PR #715, opened 2026-09-13
fix(lib): [HIMMEL-2781] bank-attribution classifies the rendered cross-session, queued_command and skill-body wake shapes

yotamleo:
## Summary

`scripts/lib/bank-attribution.sh`'s wake classifier read only the literal
`<cross-session-message`, `<task-notification>` and `[SYSTEM NOTIFICATION`
prefixes, missing the shapes real transcripts actually carry: cross-session
messages rendered as `Another Claude session sent a message:`, monitor/task
notifications delivered as `attachment.type == "queued_command"` rows, and
skill/command bodies inserted as `type:"user"` rows after a `Skill` tool_use
or a CLI slash command — which previously *reset* the wake classification to
`op`, corrupting the counts (a real session showed 77 "monitor" turns where
the true count was 3).

- Classifier now recognizes all three real shapes; skill/command-body rows no
  longer overwrite the prior wake classification.
- New `first-resp-input` column (op/cs/mon) reports only the first responding
  request's input tokens per wake **event**, instead of attributing an entire
  multi-turn episode to one wake. Existing columns are unchanged.

## RED → GREEN

RED (pre-fix classifier, session H fixture — rendered cross-session text,
queued_command attachment, skill/command body exclusion, first-resp-input):

```
FAIL: session H: rendered cross-session text, queued_command attachment, skill/command body exclusion, first-resp-input -- expected to find: | Session-H | test-slug | n/a | 5 | 132 | 0 | 0 | 0 | 1/2/2 | 0 | 100/5/9 |
FAIL: bank-attribution.sh fixture assertions failed
```

GREEN (post-fix): `scripts/lib/test-bank-attribution.sh` passes in full.

## Suite table

| suite | verdict |
|---|---|
| `scripts/lib/test-bank-attribution.sh` | GREEN |

(`grep -rln 'bank-attribution' scripts --include='test-*.sh'` names only this
one suite — no other suite references `bank-attribution.sh`.)

## CR round table

| round | critic | crit/imp findings | verdict |
|---|---|---|---|
| 1 | codex (panel first-pass) | 1 (imp) | `codex-1` deferred → HIMMEL-3006 (real edge case — a genuine operator-typed slash command shares the `<command-name>` text prefix with an injected command/skill body; distinguishing them would change this ticket's own contracted classify() semantics and its already-authored fixture row, so it's tracked separately rather than folded in here) |

0 still-open at HEAD per `review-round.sh promote`.

## Before / after wake table (one real session, counts only)

| | turns | wake (op/cs/mon) | first-resp-input (op/cs/mon) |
|---|---|---|---|
| pre-fix | 90 | 78/0/12 | n/a (column didn't exist) |
| post-fix | 90 | 10/28/52 | 18/44/38 |

Same session, same transcript, same token totals — only the wake
classification and the new column change. The pre-fix classifier attributed
nearly every turn to "op" because it didn't recognize rendered cross-session
messages or `queued_command` attachment rows as wakes at all.

## leg-burn

leg-burn: calls=127 avg-ctx=121.7k first-turn=72.6k out=92.3k compactions=3 text-only=0 cache-read=15032.0k cache-create=417.6k input=254 cost-eq=2486.8k floor-share=61.3% compaction-rewarm=332.5k

https://claude.ai/code/session_01UiYV8S3Q13Y9tCXSdZz5ZK


yotamleo:
@coderabbitai review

•••••

> What this task involves
Could you transcribe the entries exactly, from the first line through the line containing "RED (pre-fix classifier, session", and give nothing more?

> The answer
PR #715, opened 2026-09-13
fix(lib): [HIMMEL-2781] bank-attribution classifies the rendered cross-session, queued_command and skill-body wake shapes

yotamleo:
## Summary

`scripts/lib/bank-attribution.sh`'s wake classifier read only the literal
`<cross-session-message`, `<task-notification>` and `[SYSTEM NOTIFICATION`
prefixes, missing the shapes real transcripts actually carry: cross-session
messages rendered as `Another Claude session sent a message:`, monitor/task
notifications delivered as `attachment.type == "queued_command"` rows, and
skill/command bodies inserted as `type:"user"` rows after a `Skill` tool_use
or a CLI slash command — which previously *reset* the wake classification to
`op`, corrupting the counts (a real session showed 77 "monitor" turns where
the true count was 3).

- Classifier now recognizes all three real shapes; skill/command-body rows no
  longer overwrite the prior wake classification.
- New `first-resp-input` column (op/cs/mon) reports only the first responding
  request's input tokens per wake **event**, instead of attributing an entire
  multi-turn episode to one wake. Existing columns are unchanged.

## RED → GREEN

RED (pre-fix classifier, session H fixture — rendered cross-session text,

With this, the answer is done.